Entries supplied: Begin
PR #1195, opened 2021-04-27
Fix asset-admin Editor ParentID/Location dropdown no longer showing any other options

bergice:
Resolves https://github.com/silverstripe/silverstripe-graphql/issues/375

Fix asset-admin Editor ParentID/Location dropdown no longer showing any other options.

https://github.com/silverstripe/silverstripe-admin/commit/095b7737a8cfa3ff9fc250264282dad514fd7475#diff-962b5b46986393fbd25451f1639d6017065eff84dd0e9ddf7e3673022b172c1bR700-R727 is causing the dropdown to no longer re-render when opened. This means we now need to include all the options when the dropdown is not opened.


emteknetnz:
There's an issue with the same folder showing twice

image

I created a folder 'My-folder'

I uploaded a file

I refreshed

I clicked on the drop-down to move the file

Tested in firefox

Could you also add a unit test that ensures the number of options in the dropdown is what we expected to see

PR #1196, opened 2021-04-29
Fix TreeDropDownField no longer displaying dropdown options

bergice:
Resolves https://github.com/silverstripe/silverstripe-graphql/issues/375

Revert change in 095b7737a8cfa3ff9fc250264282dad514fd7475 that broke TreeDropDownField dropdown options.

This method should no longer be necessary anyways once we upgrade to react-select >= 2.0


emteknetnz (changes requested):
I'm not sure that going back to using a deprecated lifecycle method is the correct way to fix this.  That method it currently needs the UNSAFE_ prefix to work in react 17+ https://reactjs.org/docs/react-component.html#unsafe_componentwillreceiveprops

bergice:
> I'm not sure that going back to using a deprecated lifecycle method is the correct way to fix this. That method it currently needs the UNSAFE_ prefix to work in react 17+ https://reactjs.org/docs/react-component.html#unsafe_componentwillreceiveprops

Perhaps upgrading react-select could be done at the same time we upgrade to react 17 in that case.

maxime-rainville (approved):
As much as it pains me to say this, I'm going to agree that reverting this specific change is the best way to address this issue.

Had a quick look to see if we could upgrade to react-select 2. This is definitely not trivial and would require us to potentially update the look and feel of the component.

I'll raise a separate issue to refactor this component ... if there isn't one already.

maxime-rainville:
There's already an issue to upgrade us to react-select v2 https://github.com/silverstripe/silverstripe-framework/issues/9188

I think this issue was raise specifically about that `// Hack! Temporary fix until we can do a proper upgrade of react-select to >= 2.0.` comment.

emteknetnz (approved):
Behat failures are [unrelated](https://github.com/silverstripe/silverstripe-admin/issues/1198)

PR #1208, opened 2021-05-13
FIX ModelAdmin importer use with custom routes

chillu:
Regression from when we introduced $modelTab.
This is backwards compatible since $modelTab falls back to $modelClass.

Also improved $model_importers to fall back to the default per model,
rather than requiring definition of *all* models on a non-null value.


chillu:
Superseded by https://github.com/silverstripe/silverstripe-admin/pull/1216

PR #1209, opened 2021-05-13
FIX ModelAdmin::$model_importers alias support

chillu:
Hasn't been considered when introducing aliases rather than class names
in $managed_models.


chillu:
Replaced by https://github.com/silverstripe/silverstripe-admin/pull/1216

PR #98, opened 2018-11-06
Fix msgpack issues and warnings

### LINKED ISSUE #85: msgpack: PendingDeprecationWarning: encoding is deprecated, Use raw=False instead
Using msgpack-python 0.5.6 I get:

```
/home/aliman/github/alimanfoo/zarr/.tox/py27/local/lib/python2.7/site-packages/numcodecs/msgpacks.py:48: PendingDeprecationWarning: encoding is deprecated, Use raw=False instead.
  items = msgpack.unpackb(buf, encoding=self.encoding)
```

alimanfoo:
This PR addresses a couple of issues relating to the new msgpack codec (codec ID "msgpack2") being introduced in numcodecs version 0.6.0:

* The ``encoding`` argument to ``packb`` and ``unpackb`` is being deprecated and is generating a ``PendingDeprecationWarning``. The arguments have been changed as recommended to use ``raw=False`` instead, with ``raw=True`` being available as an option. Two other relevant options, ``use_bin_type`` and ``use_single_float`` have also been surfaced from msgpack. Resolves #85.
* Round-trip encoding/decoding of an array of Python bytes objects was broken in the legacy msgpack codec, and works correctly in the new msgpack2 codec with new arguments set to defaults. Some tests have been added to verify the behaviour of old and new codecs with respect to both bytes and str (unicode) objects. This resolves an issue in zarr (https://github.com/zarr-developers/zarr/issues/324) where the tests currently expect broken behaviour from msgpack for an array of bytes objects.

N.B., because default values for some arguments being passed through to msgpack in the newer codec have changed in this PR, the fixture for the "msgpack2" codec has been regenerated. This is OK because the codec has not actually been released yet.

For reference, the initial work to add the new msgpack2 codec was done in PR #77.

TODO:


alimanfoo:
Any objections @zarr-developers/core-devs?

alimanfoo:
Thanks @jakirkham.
Entries supplied: End
● Instructions to follow:
Exactly as they stand above, repeat all the records.

● Response area:
PR #1195, opened 2021-04-27
Fix asset-admin Editor ParentID/Location dropdown no longer showing any other options

bergice:
Resolves https://github.com/silverstripe/silverstripe-graphql/issues/375

Fix asset-admin Editor ParentID/Location dropdown no longer showing any other options.

https://github.com/silverstripe/silverstripe-admin/commit/095b7737a8cfa3ff9fc250264282dad514fd7475#diff-962b5b46986393fbd25451f1639d6017065eff84dd0e9ddf7e3673022b172c1bR700-R727 is causing the dropdown to no longer re-render when opened. This means we now need to include all the options when the dropdown is not opened.


emteknetnz:
There's an issue with the same folder showing twice

image

I created a folder 'My-folder'

I uploaded a file

I refreshed

I clicked on the drop-down to move the file

Tested in firefox

Could you also add a unit test that ensures the number of options in the dropdown is what we expected to see

PR #1196, opened 2021-04-29
Fix TreeDropDownField no longer displaying dropdown options

bergice:
Resolves https://github.com/silverstripe/silverstripe-graphql/issues/375

Revert change in 095b7737a8cfa3ff9fc250264282dad514fd7475 that broke TreeDropDownField dropdown options.

This method should no longer be necessary anyways once we upgrade to react-select >= 2.0


emteknetnz (changes requested):
I'm not sure that going back to using a deprecated lifecycle method is the correct way to fix this.  That method it currently needs the UNSAFE_ prefix to work in react 17+ https://reactjs.org/docs/react-component.html#unsafe_componentwillreceiveprops

bergice:
> I'm not sure that going back to using a deprecated lifecycle method is the correct way to fix this. That method it currently needs the UNSAFE_ prefix to work in react 17+ https://reactjs.org/docs/react-component.html#unsafe_componentwillreceiveprops

Perhaps upgrading react-select could be done at the same time we upgrade to react 17 in that case.

maxime-rainville (approved):
As much as it pains me to say this, I'm going to agree that reverting this specific change is the best way to address this issue.

Had a quick look to see if we could upgrade to react-select 2. This is definitely not trivial and would require us to potentially update the look and feel of the component.

I'll raise a separate issue to refactor this component ... if there isn't one already.

maxime-rainville:
There's already an issue to upgrade us to react-select v2 https://github.com/silverstripe/silverstripe-framework/issues/9188

I think this issue was raise specifically about that `// Hack! Temporary fix until we can do a proper upgrade of react-select to >= 2.0.` comment.

emteknetnz (approved):
Behat failures are [unrelated](https://github.com/silverstripe/silverstripe-admin/issues/1198)

PR #1208, opened 2021-05-13
FIX ModelAdmin importer use with custom routes

chillu:
Regression from when we introduced $modelTab.
This is backwards compatible since $modelTab falls back to $modelClass.

Also improved $model_importers to fall back to the default per model,
rather than requiring definition of *all* models on a non-null value.


chillu:
Superseded by https://github.com/silverstripe/silverstripe-admin/pull/1216

PR #1209, opened 2021-05-13
FIX ModelAdmin::$model_importers alias support

chillu:
Hasn't been considered when introducing aliases rather than class names
in $managed_models.


chillu:
Replaced by https://github.com/silverstripe/silverstripe-admin/pull/1216

PR #98, opened 2018-11-06
Fix msgpack issues and warnings

### LINKED ISSUE #85: msgpack: PendingDeprecationWarning: encoding is deprecated, Use raw=False instead
Using msgpack-python 0.5.6 I get:

```
/home/aliman/github/alimanfoo/zarr/.tox/py27/local/lib/python2.7/site-packages/numcodecs/msgpacks.py:48: PendingDeprecationWarning: encoding is deprecated, Use raw=False instead.
  items = msgpack.unpackb(buf, encoding=self.encoding)
```

alimanfoo:
This PR addresses a couple of issues relating to the new msgpack codec (codec ID "msgpack2") being introduced in numcodecs version 0.6.0:

* The ``encoding`` argument to ``packb`` and ``unpackb`` is being deprecated and is generating a ``PendingDeprecationWarning``. The arguments have been changed as recommended to use ``raw=False`` instead, with ``raw=True`` being available as an option. Two other relevant options, ``use_bin_type`` and ``use_single_float`` have also been surfaced from msgpack. Resolves #85.
* Round-trip encoding/decoding of an array of Python bytes objects was broken in the legacy msgpack codec, and works correctly in the new msgpack2 codec with new arguments set to defaults. Some tests have been added to verify the behaviour of old and new codecs with respect to both bytes and str (unicode) objects. This resolves an issue in zarr (https://github.com/zarr-developers/zarr/issues/324) where the tests currently expect broken behaviour from msgpack for an array of bytes objects.

N.B., because default values for some arguments being passed through to msgpack in the newer codec have changed in this PR, the fixture for the "msgpack2" codec has been regenerated. This is OK because the codec has not actually been released yet.

For reference, the initial work to add the new msgpack2 codec was done in PR #77.

TODO:


alimanfoo:
Any objections @zarr-developers/core-devs?

alimanfoo:
Thanks @jakirkham.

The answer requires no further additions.